Oleh: Hasnawati H, S.Pd., M.Pd (Koordinator Divisi Perencanaan, Data dan Informasi KPU Gowa)
SULSELSATU.com – Pada 21 April 1879 yang lalu, Raden Ajeng Kartini lahir ke dunia. Saat itu, tak seorang pun mengira bahwa perempuan ini akan menjadi tokoh penting dalam gerakan emansipasi perempuan di Indonesia. Saking pentingya perjalanan intelektual dan perjuangan Kartini, sosoknya selalu dikenang setiap 21 April sebagai Hari Kartini. Dia menjadi simbol atas perjalanan panjang perempuan Indonesia dalam meraih kemerdekaan dan meninggikan derajatnya.
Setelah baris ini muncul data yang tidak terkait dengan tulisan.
PR #729, opened 2021-08-10
Several QOL changes

jewatkins:
This adds some QOL changes based on a discussion with @mperego 
1. Force a single workset when using memoization (throw if trying to use multiple)
   - This is needed because memoization only works for a single workset.

2. Suppress MPI info, add option to print "Report MPI Info"
   - I was getting tired of seeing each rank dump the processor name in all simulations (particularly for the large ones I just did) so I added it as a debug option (off by default). I could turn it on by default if others prefer seeing it. Basically this:
```
Teuchos::GlobalMPISession::GlobalMPISession(): started processor with name ecw00108 and rank 0!
```
now looks like this (but now we can turn it on/off):
```
Rank 0 of 30 exists on processor ecw00108
```

3. Dump fad types and size at start of simulation
    - Example (it can be modified):
```
...
** Albany cxx compiler ---- Clang 10.0.0
** Albany FadType --------- SFad12
** Albany TanFadType ------ SLFad30
** Albany HessianVecFad  -- SFad12
** Simulation start time -- 2021-08-09 at 20:09:23
...
```

4. Change timer so that sims exit more cleanly
    - I noticed that if something fails during setup, the timer segfaults so this should fix it

5. Set default workset size in Extruded and Ioss to -1 (single workset)
    - this should always be more efficient anyways. The main difference will be: if you run out-of-memory, it's probably because of this so you have to manually specify a workset size in the input file to reduce the memory allocation.

@mperego @ikalash @bartgol @kliegeois @mcarlson801

### DIFF
--- a/src/Albany_Application.cpp
+++ b/src/Albany_Application.cpp
@@ -18,6 +18,7 @@
 
 #include "Teuchos_TimeMonitor.hpp"
 
+#include <stdexcept>
 #include <string>
 #include "Albany_DataTypes.hpp"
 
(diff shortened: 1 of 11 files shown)


mperego (approved):
Thanks @jewatkins! Fantastic that you suppressed MPI info!

jewatkins:
I'll give this a day to see if others have comments before pushing.

PR #769, opened 2021-12-10
Remove atomic from Kokkos::Serial execution

### LINKED ISSUE #767: Performance regression on blake
I noticed a performance regression on blake that seems to be pretty significant (somewhere around 20% slowdown depending on the case). Unfortunately, I don't have a lot of data because the performance tests were down during that period but it happened between Oct. 26th and Nov. 6th and it seems to be related to the boundary conditions and the assembly:
Oct. 26th Run:
```
** Trilinos git commit id - 3bae707
** Albany git commit id --- 323a90b
|   |   |   |   Albany: Total Fill Time: 12.6747 - 99.895% [201] {min=12.5964, max=12.7485, std dev=0.0354548}
|   |   |   |   |   |   |   Phalanx: Evaluator 86: [<Jacobian>] StokesFOLateralResid<Jacobian>: 0.0241899 - 0.249467% [100] {min=0.000457268, max=0.177912, std dev=0.0314022}
|   |   |   |   |   |   |   Phalanx: Evaluator 87: [<Jacobian>] StokesFOBasalResid<Jacobian>: 0.0732972 - 0.755904% [100] {min=0.0612907, max=0.104363, std dev=0.00537095}
|   |   |   |   |   |   |   Phalanx: Evaluator 68: [<Jacobian>] Scatter Velocity Residual<Jacobian>: 2.58533 - 26.6621% [100] {min=2.46749, max=2.75813, std dev=0.0644871}
|   |   |   |   |   |   Albany Jacobian Fill: Export: 0.81807 - 7.53388% [100] {min=0.486474, max=1.10587, std dev=0.144271}
```
Nov. 6th Run:
```
** Trilinos git commit id - e15cf42
** Albany git commit id --- e14f44a
|   |   |   |   Albany: Total Fill Time: 15.1982 - 99.909% [201] {min=15.082, max=15.3161, std dev=0.0476297}
|   |   |   |   |   |   |   Phalanx: Evaluator 86: [<Jacobian>] StokesFOLateralResid<Jacobian>: 0.147669 - 1.31135% [100] {min=0.000441569, max=1.17069, std dev=0.203318}
|   |   |   |   |   |   |   Phalanx: Evaluator 87: [<Jacobian>] StokesFOBasalResid<Jacobian>: 0.116388 - 1.03357% [100] {min=0.103936, max=0.128278, std dev=0.00484907}
|   |   |   |   |   |   |   Phalanx: Evaluator 68: [<Jacobian>] Scatter Velocity Residual<Jacobian>: 3.95909 - 35.1579% [100] {min=3.7384, max=4.11777, std dev=0.0938339}
|   |   |   |   |   |   Albany Jacobian Fill: Export: 1.47505 - 11.272% [100] {min=0.553215, max=2.04266, std dev=0.258961}
```
There was also a regression in the residual. This doesn't seem to show up in the GPU tests, it seems to be CPU-only. I don't see anything significant in the history other than the STK deprecation changes.

@mperego @bartgol Any ideas? Was there something to the STK changes that would cause this? We may just have to let this one slide because I don't see anything obvious...

jewatkins:
This PR fixes #767. I created some helper structs that decide whether to use an atomic based on execution space (I only avoid the atomic for Kokkos::Serial). I tested it on one of the performance tests on blake and it fixes the performance regression. I'll try testing clang and weaver/cuda.

Albany_KokkosUtils.hpp was a rewrite because it wasn't a unix file...

### DIFF
--- a/src/utility/Albany_KokkosUtils.hpp
+++ b/src/utility/Albany_KokkosUtils.hpp
@@ -10,16 +10,8 @@
 namespace KU
 {
 
+// Check device memory
 #ifdef KOKKOS_ENABLE_CUDA
-
-template <typename T>
-KOKKOS_INLINE_FUNCTION
-const T& max (const T& a, const T& b) { return a > b ? a : b; }
-
-template <typename T>
-KOKKOS_INLINE_FUNCTION
-const T& min (const T& a, const T& b) { return a < b ? a : b; }
-
 inline bool
 IsNearDeviceMemoryLimit()
 {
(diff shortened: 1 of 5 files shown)


src/utility/Albany_KokkosUtils.hpp
```diff
@@ -1,53 +1,103 @@
...
+using std::min;
+#endif
+using Sacado::Fad::max;
+using Sacado::Fad::min;
+using Sacado::Fad::Exp::max;
+using Sacado::Fad::Exp::min;
+
+// Choose atomic based on execution space
+template <typename ExeSpace>
+struct IsAtomic
```
bartgol, line 51: Very subjective (i.e., feel free to leave like this): I think `NeedsAtomic` would be more suited than `IsAtomic`, since it makes no sense to say that the exe space is atomic.

bartgol (approved):
Looks good. My very subjective comment is not that important.

P.s: it might be worth pointing out the slowdown to the Tpetra and/or KokkosKernels team(s). They might be interested in hard-coding a bypass of atomic for Serial, much like we did.

src/utility/Albany_KokkosUtils.hpp
jewatkins: This makes sense, thanks! I'll make the change in push. I tested this on clang/weaver and it works fine.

Tentu tak semua orang senang dengan sosok Kartini. Sebagian beranggapan bahwa Kartini tidak pantas diangkat sebagai Pahlawan Nasional, karena selama hidupnya tak pernah ikut serta mengangkat senjata untuk melawan penjajahan. Ada juga yang menganggap memperingati Hari Kartini sebagai refleksi atas emansipasi perempuan adalah sesuatu yang berlebihan. Sebab, tak sedikit pihak yang memandang Kartini tak benar-benar melawan budaya patriarki, mengingat dia sendiri rela dinikahi oleh seorang bupati beristri tiga. Padahal, dalam surat-suratnya, Kartini selalu mengkritik praktik poligami.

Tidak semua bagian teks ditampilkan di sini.